Diese Konstellation ergäbe sich genauso bei einer Impfpflicht für Erwachsene. Das Grundrecht körperliche Unversehrtheit enthält auch die Autonomie zu entscheiden, welche Eingriffe der Einzelne in seinen Körper zulässt. 

 

Bei einer Impfpflicht für Kinder bedeutet dies: Diese Autonomie würde für Kinder beschnitten. Dies ist automatisch auch ein Eingriff in das Recht der elterlichen Fürsorge. Der Staat hat sich nach unserer Verfassungsordnung aus der elterlichen Fürsorge herauszuhalten, außer das Kindeswohl ist gefährdet. 

 

Die Frage der Angemessenheit ist daher letztlich nicht einfach zu beantworten.

 

Gleichbehandlungsgrundsatz

An dieser Stelle sei abschließend noch das Problem der Gleichbehandlung (Art. 3 Abs. 1) genannt.

 

Könnte eine Impfpflicht nur für Kinder gegen den Gleichbehandlungsgrundsatz verstoßen?

 

Verlässliche Daten für die Impfquote unter Erwachsenen sind in Deutschland nicht verfügbar. Allerdings sind fast die Hälfte der aktuell an Masern Erkrankten Erwachsene. Dies deutet darauf hin, dass die angestrebte Impfquote bei den Erwachsenen ebenfalls nicht erreicht wird. 

 

Zwar gibt es einige Gründe, warum Impfungen im Kindesalter empfohlen werden. Außer Frage steht jedoch, dass eine Impfpflicht für Kinder im Zweifel politisch einfacher durchsetzbar ist als eine Impfpflicht für alle Altersgruppen. Wenn die Politik „die Ausrottung der Masern“ als ausdrückliches Ziel ausgibt, sollten sich die Vorschläge auch hieran orientieren. 

 

Ausblick

Fraglich ist, ob die Rechtsverordnung - so wie vom Gesundheitsminister Spahn geplant - verabschiedet wird.
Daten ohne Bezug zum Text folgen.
PR #198, opened 2015-11-18
Fix docs migration

jbudynk:
# Description

This PR is in response to PR #182. Not all the necessary changes were added to the docs migration in PR #182, so I've added the following updates to fix this:

   - I put spaces between the email parts, like "jbudynkiewicz @ cfa.harvard.edu". Please let me know if you'd prefer me to just get rid of them, or if we should just provide irisdev as the email, or anything else. Also, I removed Janet's email because I figure she wouldn't want people emailing her about Iris (and we'd want to get the emails first anyhow) - let me know if I should add it back in.
   - I introduced the <distributionManagement> section back into the main POM so that site:stage works. By default, the website built with site:stage is stored in `target/staging`, despite the fact that the <url> element says to store it at the preview CXC server. One can specify the directory to store the staged site at using `-DstageLocation=/path/to/directory`
   - Updates the iris-docs module to include typo fixes and fixes the "#top" anchors on each page. For background: each page had an anchor for going back to the top of a page. The anchor was written in-line with the page header in Markdown like

        # <a name="top"></a> Thread Title

   Before commit 88baf67, hovering over the site tab in the web browser showed "`Iris - <a name="top"></a> Thread Title`" instead of "`Iris - Thread Title`." I moved the `<a name="top"></a> to the `<head>` block in `iris-docs/site.xml` so that each page has a top anchor.
   - The Iris desktop image in `download/index.md` that was supposedly missing was just extraneous Markdown syntax that tried to center the image, but it didn't work. I removed the extraneous lines.
   - I moved / renamed `iris-specview/src/site` to is replacement, `iris-visualizer/src/site`.

If needed, review PR #182 for the rest of the docs migration details. 

Note that I cherry-picked commits from the deleted branch `docs_migration` (was at commit bb9296c) to `fix_docs_migration`.

### DIFF
--- a/iris-common/src/site/site.xml
+++ b/iris-common/src/site/site.xml
@@ -13,7 +13,9 @@
     
         <head>
 	    <!-- meta keywords for SI / HEA -->
-            <meta http-equiv="keywords" content="chandra, axaf, x-ray, astronomy, astrophysics, catalog, multi-wavelength, multiwavelength, vao, VAO, sed, SED, SEDs"/>
+            <meta http-equiv="keywords" content="chandra, axaf, x-ray,
+            astronomy, astrophysics, catalog, multi-wavelength,
+            multiwavelength, vao, VAO, sed, SED, SEDs, spectral energy distribution"/>
             <meta http-equiv="description" content="Iris: VO SED Analysis Tool"/>
             <meta name="creator" content="SAO-HEA"/>
             <meta name="keywords" content="SI,Smithsonian,Smithsonian Institute"/>
--- a/iris-common/src/site/site.xml
+++ b/iris-common/src/site/site.xml
@@ -11,6 +11,16 @@
 
     <body>
     
+        <head>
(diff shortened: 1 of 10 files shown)


eholum:
Yeah looks good to me. Only think I could think of is adding "Spectral Energy Distribution" specifically to the keywords if this site if we want crawlers to pick up on those, too. Otherwise site looks goo on my box, still.

jbudynk:
Good idea - and adding this to the PR helped me find a typo in one of my other files, so thanks!

One more issue popped up though, and I think it stems from the PR #182. The project submodule intro pages don't show the titles correctly. For example, instead of saying "Iris - iris-visualizer", it's just "Iris - ". All other page titles (submodule or user docs) look fine.

jbudynk:
Alright, in my latest change, I updated the email addresses in the main POM so they read like

username_at_address

Let me know if anything else should be changed.

olaurino:
Merge it :)

PR #1731, opened 2022-02-15
AP-5891 Transfer calendar ownership when assets are transferred

Janite:
Update the calendar owner when assests are transferred.


Janite (commented):
Sonarcloud is currently down for scheduled maintenance. Will re-run the build check once it's up again.

franklma (approved):
LGTM

PR #1732, opened 2022-02-16
AP-5892 Users can see only owned and applied calendars

Janite:
- Added support to get a list of owned calendars
- Updated the calendar list to show only owned calendars and the calendar applied to the selected log. This should apply to both the list shown in calendar management and the calendar list for the popup submenu.
- Updated default calendar name to include the user who created it.


shapon2004 (approved):
Looks Fine!

PR #1735, opened 2022-02-16
AP-5890 Remove calendars not associated with a user

Janite:
Remove pre-existing calendars with no created_by or owner field.


franklma (approved):
LGTM

PR #1736, opened 2022-02-16
AP-5887 Scroll bar missing in the Activity Inspector

shapon2004:


Janite (approved):
This is the same as what we have in the case inspector and case variant inspector. Scroll bar shows as expected.

PR #1741, opened 2022-02-18
AP-5929 Fix publish model issues

Janite:
- Skip autosave if the model is opened in view mode using a publish model link. This fixes an issue where opening a publish model view link throws an error due to not having an edit session id parameter.
- Add a check requiring users to save a model before publishing it.


franklma (approved):
LGTM

PR #1754, opened 2022-02-22
Bugfix/ap 5858 click on a calendar from the list will be applied immediately

shapon2004:
It should not edit the calendar.


Janite (approved):
Works as expected
- Calendars are applied automatically for users with editor and owner access
- Users with view access recieve an error message when attempting to create a new calendar or apply a calendar
- Selecting a calendar with a tick mark does nothing

PR #1766, opened 2022-02-23
AP-4801 Clear search on empty query

dreamind:


Janite (approved):
Deleting all characters from the searchbox and hitting enter returns all results as expected.

PR #1767, opened 2022-02-24
AP-5976 Restrict publish model access based on publish model permission

Janite:
- Added a publish model permission. Only the Super Admin, Analyst and Designer roles have publish model permission by default.
- Show/hide publish model based on publish model permission.


franklma (approved):
LGTM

In einigen Bundesländern regt sich bereits Widerstand.

 

Würde die Rechtsverordnung wie geplant Mitte 2020 kommen und die ersten Sanktionen verhängt werden (Bußgeld, Ausschluss von Kinderbetreuungseinrichtungen), so ist sicherlich mit zahlreichen Klagen zu rechnen.

 

Über die Verhältnismäßigkeit müssten die Gerichte befinden, das Bundesverfassungsgericht hätte das letzte Wort. Da es sich um eine nicht ganz alltägliche gesetzgeberische Maßnahme handelt, ist dies auch der richtige Ort, die offenen Rechtsfragen umfassend zu klären.